**Material provided**

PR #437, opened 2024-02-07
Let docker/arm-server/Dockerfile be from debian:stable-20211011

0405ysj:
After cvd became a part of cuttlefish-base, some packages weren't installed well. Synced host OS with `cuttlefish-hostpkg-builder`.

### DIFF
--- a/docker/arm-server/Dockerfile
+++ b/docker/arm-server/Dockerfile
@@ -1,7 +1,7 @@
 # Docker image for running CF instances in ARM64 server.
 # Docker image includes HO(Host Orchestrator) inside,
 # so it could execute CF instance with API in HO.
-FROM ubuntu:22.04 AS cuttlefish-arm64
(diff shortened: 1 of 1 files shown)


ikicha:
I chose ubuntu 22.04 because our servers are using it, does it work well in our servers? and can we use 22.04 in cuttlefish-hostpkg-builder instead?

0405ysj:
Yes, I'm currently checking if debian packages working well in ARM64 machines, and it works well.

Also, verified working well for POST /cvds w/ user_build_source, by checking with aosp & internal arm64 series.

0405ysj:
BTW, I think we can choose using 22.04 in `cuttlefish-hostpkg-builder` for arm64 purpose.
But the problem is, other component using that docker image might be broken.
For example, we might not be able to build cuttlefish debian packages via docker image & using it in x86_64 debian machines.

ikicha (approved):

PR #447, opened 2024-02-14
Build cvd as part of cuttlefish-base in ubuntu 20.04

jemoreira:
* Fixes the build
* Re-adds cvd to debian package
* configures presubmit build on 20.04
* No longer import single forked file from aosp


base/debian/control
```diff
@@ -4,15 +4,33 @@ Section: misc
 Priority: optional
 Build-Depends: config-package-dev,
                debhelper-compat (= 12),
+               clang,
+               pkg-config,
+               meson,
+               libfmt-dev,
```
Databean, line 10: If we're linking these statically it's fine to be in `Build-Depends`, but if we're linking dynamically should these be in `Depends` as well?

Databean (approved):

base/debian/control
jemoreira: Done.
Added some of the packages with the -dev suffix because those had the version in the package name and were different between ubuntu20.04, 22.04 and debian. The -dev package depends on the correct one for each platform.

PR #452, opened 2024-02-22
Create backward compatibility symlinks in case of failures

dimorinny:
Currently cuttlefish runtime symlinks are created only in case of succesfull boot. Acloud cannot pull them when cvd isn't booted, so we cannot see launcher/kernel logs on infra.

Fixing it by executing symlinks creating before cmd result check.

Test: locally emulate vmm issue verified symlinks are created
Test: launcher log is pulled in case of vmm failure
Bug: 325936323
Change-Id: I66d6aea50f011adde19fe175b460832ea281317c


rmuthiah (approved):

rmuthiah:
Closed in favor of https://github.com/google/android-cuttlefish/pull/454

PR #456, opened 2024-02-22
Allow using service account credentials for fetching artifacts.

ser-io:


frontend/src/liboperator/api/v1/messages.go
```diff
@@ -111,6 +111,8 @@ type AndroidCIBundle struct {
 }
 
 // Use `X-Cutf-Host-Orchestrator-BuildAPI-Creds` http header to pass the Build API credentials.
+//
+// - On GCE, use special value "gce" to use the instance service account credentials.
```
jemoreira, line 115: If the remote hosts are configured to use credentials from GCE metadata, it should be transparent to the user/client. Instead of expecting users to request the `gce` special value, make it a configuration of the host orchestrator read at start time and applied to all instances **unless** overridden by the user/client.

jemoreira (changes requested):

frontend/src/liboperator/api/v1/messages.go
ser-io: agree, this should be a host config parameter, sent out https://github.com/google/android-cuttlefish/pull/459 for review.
...
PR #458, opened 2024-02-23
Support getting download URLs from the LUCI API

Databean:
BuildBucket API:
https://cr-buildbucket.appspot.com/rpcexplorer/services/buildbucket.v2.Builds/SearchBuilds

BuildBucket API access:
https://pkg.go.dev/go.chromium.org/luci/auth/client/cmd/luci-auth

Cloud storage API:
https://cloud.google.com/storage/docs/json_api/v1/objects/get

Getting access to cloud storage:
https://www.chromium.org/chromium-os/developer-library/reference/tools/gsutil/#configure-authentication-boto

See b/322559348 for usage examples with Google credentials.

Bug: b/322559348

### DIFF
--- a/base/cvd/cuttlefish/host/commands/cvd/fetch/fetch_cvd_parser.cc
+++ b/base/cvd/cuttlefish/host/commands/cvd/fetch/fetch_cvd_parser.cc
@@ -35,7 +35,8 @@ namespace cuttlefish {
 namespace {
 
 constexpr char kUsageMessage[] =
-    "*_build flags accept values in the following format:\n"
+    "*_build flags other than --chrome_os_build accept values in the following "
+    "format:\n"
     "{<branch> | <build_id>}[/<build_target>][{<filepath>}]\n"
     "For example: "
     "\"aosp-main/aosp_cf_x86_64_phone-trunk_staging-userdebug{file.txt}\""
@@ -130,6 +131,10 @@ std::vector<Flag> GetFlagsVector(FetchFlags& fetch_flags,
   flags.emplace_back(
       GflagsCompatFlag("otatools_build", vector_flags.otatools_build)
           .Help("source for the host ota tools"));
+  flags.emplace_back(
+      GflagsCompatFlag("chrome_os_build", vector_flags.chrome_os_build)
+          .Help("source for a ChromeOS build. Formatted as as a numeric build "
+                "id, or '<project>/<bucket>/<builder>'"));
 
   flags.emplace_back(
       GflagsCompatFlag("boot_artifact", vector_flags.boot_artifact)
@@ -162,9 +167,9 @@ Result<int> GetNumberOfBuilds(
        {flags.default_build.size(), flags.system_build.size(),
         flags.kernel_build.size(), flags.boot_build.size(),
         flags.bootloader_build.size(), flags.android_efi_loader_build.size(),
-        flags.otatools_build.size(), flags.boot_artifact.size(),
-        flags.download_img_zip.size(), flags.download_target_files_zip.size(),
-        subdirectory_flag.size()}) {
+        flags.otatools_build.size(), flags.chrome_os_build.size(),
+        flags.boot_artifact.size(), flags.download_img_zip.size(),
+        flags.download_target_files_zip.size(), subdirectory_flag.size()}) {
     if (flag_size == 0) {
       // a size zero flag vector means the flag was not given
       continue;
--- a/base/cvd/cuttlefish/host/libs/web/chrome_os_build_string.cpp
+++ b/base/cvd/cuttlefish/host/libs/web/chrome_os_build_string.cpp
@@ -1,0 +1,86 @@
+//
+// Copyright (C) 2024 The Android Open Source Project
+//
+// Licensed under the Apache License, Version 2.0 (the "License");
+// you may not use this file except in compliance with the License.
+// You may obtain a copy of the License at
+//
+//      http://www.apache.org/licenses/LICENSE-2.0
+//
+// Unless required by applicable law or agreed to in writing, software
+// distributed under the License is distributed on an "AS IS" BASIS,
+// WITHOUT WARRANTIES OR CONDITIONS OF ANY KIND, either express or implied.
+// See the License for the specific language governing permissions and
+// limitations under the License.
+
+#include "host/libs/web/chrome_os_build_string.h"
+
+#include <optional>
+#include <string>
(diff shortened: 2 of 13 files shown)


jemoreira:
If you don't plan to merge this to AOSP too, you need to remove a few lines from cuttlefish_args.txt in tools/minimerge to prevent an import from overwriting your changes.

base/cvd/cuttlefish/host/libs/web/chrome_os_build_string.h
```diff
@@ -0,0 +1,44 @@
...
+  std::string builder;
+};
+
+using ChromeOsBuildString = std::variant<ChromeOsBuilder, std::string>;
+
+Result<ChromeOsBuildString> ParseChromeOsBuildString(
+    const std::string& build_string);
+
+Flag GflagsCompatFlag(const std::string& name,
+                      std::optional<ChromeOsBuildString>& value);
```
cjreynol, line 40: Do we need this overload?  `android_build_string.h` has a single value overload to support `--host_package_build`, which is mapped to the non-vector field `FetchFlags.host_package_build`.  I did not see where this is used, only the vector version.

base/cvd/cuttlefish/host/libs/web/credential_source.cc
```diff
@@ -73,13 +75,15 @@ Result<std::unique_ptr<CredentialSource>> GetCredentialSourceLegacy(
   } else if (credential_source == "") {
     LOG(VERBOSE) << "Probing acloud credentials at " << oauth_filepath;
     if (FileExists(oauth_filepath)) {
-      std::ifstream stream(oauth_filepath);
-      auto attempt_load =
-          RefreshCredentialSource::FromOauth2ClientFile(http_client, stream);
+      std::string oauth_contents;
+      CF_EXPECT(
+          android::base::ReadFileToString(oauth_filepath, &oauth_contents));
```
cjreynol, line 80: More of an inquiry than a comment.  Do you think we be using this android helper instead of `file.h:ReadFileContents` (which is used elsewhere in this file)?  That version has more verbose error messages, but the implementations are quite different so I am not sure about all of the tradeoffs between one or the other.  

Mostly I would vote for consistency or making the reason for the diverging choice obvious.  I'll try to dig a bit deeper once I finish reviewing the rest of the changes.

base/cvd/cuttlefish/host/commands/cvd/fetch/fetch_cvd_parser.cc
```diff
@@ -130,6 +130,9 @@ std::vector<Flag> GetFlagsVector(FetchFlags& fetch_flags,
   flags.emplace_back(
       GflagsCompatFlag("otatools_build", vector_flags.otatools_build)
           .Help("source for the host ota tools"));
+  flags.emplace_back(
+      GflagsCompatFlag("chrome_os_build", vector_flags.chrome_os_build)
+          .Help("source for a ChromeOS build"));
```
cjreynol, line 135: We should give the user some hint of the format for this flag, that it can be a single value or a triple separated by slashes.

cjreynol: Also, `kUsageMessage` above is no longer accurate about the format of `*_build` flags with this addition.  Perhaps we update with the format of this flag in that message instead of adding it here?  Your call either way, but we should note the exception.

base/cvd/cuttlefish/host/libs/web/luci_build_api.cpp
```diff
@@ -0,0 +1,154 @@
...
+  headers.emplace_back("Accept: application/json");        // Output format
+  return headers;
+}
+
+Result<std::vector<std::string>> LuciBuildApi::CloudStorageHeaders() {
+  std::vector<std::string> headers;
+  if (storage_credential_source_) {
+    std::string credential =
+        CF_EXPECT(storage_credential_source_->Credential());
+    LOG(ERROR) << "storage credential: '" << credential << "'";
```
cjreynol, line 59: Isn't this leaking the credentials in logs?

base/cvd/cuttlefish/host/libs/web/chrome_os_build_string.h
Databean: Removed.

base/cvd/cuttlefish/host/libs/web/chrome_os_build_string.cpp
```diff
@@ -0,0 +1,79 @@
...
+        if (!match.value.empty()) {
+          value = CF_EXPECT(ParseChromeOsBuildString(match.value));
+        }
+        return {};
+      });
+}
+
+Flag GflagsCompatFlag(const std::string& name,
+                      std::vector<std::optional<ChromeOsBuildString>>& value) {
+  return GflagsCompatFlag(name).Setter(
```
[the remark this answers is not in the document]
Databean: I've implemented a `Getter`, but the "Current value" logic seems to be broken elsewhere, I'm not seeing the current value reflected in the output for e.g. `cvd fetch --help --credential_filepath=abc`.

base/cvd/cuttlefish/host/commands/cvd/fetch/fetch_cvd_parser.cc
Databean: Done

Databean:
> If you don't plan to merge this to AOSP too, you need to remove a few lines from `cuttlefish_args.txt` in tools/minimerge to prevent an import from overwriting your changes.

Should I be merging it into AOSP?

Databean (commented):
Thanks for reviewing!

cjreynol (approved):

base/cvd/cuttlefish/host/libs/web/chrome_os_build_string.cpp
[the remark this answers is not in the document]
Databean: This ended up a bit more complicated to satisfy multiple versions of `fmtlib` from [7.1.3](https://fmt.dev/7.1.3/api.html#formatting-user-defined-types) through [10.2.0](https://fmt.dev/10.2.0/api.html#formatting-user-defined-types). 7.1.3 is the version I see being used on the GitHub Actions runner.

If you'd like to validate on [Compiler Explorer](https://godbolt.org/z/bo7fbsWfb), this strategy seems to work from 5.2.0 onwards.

**Task requirements**
Your answer should consist only of the lines above between the line holding "PR #437, opened 2024-02-07" and the line holding "Fixes the build", inclusive, each transcribed exactly.

**Result**
PR #437, opened 2024-02-07
Let docker/arm-server/Dockerfile be from debian:stable-20211011

0405ysj:
After cvd became a part of cuttlefish-base, some packages weren't installed well. Synced host OS with `cuttlefish-hostpkg-builder`.

### DIFF
--- a/docker/arm-server/Dockerfile
+++ b/docker/arm-server/Dockerfile
@@ -1,7 +1,7 @@
 # Docker image for running CF instances in ARM64 server.
 # Docker image includes HO(Host Orchestrator) inside,
 # so it could execute CF instance with API in HO.
-FROM ubuntu:22.04 AS cuttlefish-arm64
(diff shortened: 1 of 1 files shown)


ikicha:
I chose ubuntu 22.04 because our servers are using it, does it work well in our servers? and can we use 22.04 in cuttlefish-hostpkg-builder instead?

0405ysj:
Yes, I'm currently checking if debian packages working well in ARM64 machines, and it works well.

Also, verified working well for POST /cvds w/ user_build_source, by checking with aosp & internal arm64 series.

0405ysj:
BTW, I think we can choose using 22.04 in `cuttlefish-hostpkg-builder` for arm64 purpose.
But the problem is, other component using that docker image might be broken.
For example, we might not be able to build cuttlefish debian packages via docker image & using it in x86_64 debian machines.

ikicha (approved):

PR #447, opened 2024-02-14
Build cvd as part of cuttlefish-base in ubuntu 20.04

jemoreira:
* Fixes the build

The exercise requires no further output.